Great Summer Dessert – Very Berry (Fruit) Crisp Recipe
Following is an absolutely delicious, healthy, antioxidant filled and easy to make dessert recipe from the California Health & Longevity Institute at Four Seasons Hotel Westlake Village. This was distributed at The Heart Foundation’s Day of Health & Wellbeing.
Although the recipe is a Berry Crisp it can be made with numerous other types of fruit. I have personally made it with freshly picked plums straight from the tree. I simply had to add a little more tapioca to compensate for the juiciness of the plums. I am eagerly looking forward to the peak of peach season, so I can make a Peach Crisp.

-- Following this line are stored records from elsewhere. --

PR #443, opened 2019-11-06
Work Flow Ended Events

NathanImpreza:
This adds events when a workflow ends.

These can be used for scenarios where one workflow starts another and the initial work flow needs to wait for the sub workflow to complete.

This is my first pull request please let me know if there is anything I need to do or change.


NathanImpreza:
Okay after reading through the release information I've subscribed to the lifeCycle events and can publish my workflow end event from there instead. 

Thank you for that I'll close this pull request.

PR #444, opened 2019-11-06
Ability to add data directly to a workflow

NathanImpreza:
This method can be used to directly update workflow data, we use this function via a REST api to add state data to the work flow instance allowing us to use that data in later steps and for reporting purposes. 

This can be useful when calling out to an extenal process (e.g. a REST API) from the workflow, where the external process may do multiple functions and need to push data back to the workflow during any one of those steps. Or when there is a long running function external to the workflow, but the work flow should be updated to that state of that function.

E.g. We have a have a workflow which kicks off a survey.
The survey has multiple pages and can be saved and returned to over a number of weeks.
We use this method to store the current state and page number of the survey so that returning user is displayed the correct page, and so that the administrators can see where in the process the user is.

We can also push some survey data into the workflow and use IF steps to change outcomes based on the survey data.

We could do this using events and multiple steps one waitForEvent per page, but that would tightly couple our dynamic survey system to the workflow steps. Therefore the approch of allowing direct data access seems to make sense.

Hopefuly this scenario makes sense nad you can see the use case forthis functionality.

Please let me know if this pull request needs any more information or any changes.

### DIFF
--- a/src/WorkflowCore/Interface/IWorkflowController.cs
+++ b/src/WorkflowCore/Interface/IWorkflowController.cs
@@ -12,7 +12,8 @@ namespace WorkflowCore.Interface
         Task<string> StartWorkflow<TData>(string workflowId, TData data = null, string reference=null) where TData : class, new();
         Task<string> StartWorkflow<TData>(string workflowId, int? version, TData data = null, string reference=null) where TData : class, new();
 
-        Task PublishEvent(string eventName, string eventKey, object eventData, DateTime? effectiveDate = null);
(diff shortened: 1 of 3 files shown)


NathanImpreza:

So the next time you have a dinner party, whip up this Berry (Fruit) Crisp, and I guarantee your guests will be asking for the recipe.

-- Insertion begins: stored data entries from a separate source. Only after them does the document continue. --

PR #445, opened 2019-11-09
upper version constraints against ef core 3

danielgerlag:
* EF Core 3.0 introduces [breaking changes](https://github.com/aspnet/EntityFramework.Docs/blob/master/entity-framework/core/what-is-new/ef-core-3.0/breaking-changes.md#provider)
* EF Core 3.0 targets .net standard 2.1 which will [not be supported by .Net Framework](https://devblogs.microsoft.com/dotnet/announcing-net-standard-2-1/)
* This PR places an upper limit on the EF core version of the host application, as this incompatibility was creating confusion that workflow core is not compatible with .net core 3.0, which is false


terry-delph:
HI @danielgerlag 

I think the MySQL persistence provider may also need this same constraint.

It depends on **_Pomelo.EntityFrameworkCore.MySql_**.

If we were to upgrade to [Pomelo.EntityFrameworkCore.MySql 3.0.0-rc3.final](https://www.nuget.org/packages/Pomelo.EntityFrameworkCore.MySql/3.0.0-rc3.final)

Dependency chain of Pomelo is:

-  _**Microsoft.EntityFrameworkCore.Relational**_ >= 3.0.0: [Microsoft.EntityFrameworkCore.Relational/](https://www.nuget.org/packages/Microsoft.EntityFrameworkCore.Relational/)

   - **_Microsoft.EntityFrameworkCore_** >= 3.0.0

Director of Operations & Donor Relations
The Heart Foundation
Very Berry Crisp
5 cups of mixed berries (blueberries, blackberries, raspberries, and strawberries) – washed, drained, and hulled
1 Tbsp. of lemon juice
2 Tbsp. tapioca
1/3 cup sugar
2 Tbsp. Cassis (blackberry liquor) optional
1 cup raw oatmeal
1/2 cup flour
1/2 cup brown sugar
1 tsp. sugar
1/4 cup no trans fat margarine
1/4 cup chopped pecans or walnuts (optional)
1. Preheat oven to 350 degrees F.
2. In a large bowl, toss berries with lemon juice, tapioca, sugar, and liquor.
3. Spray a 9 x 13 baking dish with non-stick spray.
4. In a bowl, combine all topping ingredients except oatmeal. Mix well, and then add oatmeal, mixing in lightly.
5. Sprinkle oatmeal topping over berry mixture.
6. Bake at 350 degrees for 45 minutes.